И те, кто собрались в бараке, открыли рты, чтобы на лету поймать и на халяву насытиться.

 

Превращение души Холина в мешок смеха отсылает к хлебниковскому «Заклятию смехом», маркируя связь с историческим авангардом. Блеск зо­лота и серебра, проливающийся на толпу, прочитывается как «праздничная» аллегория смерти поэта, конца старой и начала новой эпохи. Этой «па­радной» метафоре противопоставлена уже знакомая нам травестийная ме­тафора «памятника-из-говна». А толпе, собравшейся, чтобы «на халяву на­сытиться», противопоставлена, в свою очередь, «бабка из деревни», чей погребальный плач коррелирует с «жалостью» из рассказа «Что случилось с Семенюком?» — оттуда же мотив воя (собаки, воющие в ответ на плач). Бабка — «просто человек», неучтенный и «беспротокольный» — это герой поэзии Холина, который выступает здесь ее идеальным адресатом. И, есте­ственным образом, слова бабки остаются неуслышанными, поскольку пони­мание — невозможно.
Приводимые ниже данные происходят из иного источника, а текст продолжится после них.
PR #1678, opened 2026-07-10
Fixed Images showing as html code in the end of README

helloitshecker:
Just fixed the images by using markdown instead of pure html. if you want, i can resize images to make them smaller

### DIFF
--- a/README.md
+++ b/README.md
@@ -169,7 +169,7 @@ This app is still a work in progress, and has some bugs/issues that haven't been
 
 | | |
 |:-------------------------:|:-------------------------:|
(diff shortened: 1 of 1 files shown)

Этот небольшой этюд не может, да и не должен, вместить исследование творчества Георгия Балла в полном объеме. Наша задача была другой — можно сказать, утопической.

Любой «непроявленный» писатель отвечает на еще не поставленный вопрос. Реагирует на вопрошание со стороны будущего. Не исключено, что экспрессионизм в качестве техники — лекарство, необходимое нашей прозе, застрявшей между Набоковым, Сашей Соколовым и различными формами инерционного реализма. Эксперимент Балла показывает — во­преки давнему прогнозу Тынянова — конструктивность подобного способа работы с художественной материей в пространстве современной русской литературы.

 



[1] Балл Г. Вверх за тишиной. М.: Новое литературное обозре­ние, 1999.

[2] Балл Г. Круги и треугольники. М.: Русский Гулливер, 2010.

[3]    «И барский ямб, и птичий крик»: Генрих Сапгир беседует с Евгением Перемышлевым // НЛО. 1992. № 1. С. 325.

[4]    См., например: Пестова Н.В. Лирика немецкого экспрес­сионизма: профили чужести. Екатеринбург, 2002; Тере- хина В.Н. Путями русского экспрессионизма // Русский экспрессионизм: Теория. Практика. Критика. М.: ИМЛИ РАН, 2005.

[5]    См.: Голубкова А. Введение. Экспрессионистические тен­денции в современной русской поэзии // Рец. 2010. № 63. С. 3—14 (http://polutona.ru/rets/rets63.pdf).

[6]    Тынянов Ю. Записки о западной литературе // Тынянов Ю. Поэтика. История литературы. Кино. М.: Наука, 1977. С. 130-131.

[7]    Там же. С. 131.

[8]    Там же.

[9] Рассказы «Что случилось с Семенюком?», «Баня», «И ког­да умер Игорь Холин» цит. по: Балл Г. Круги и треугольники.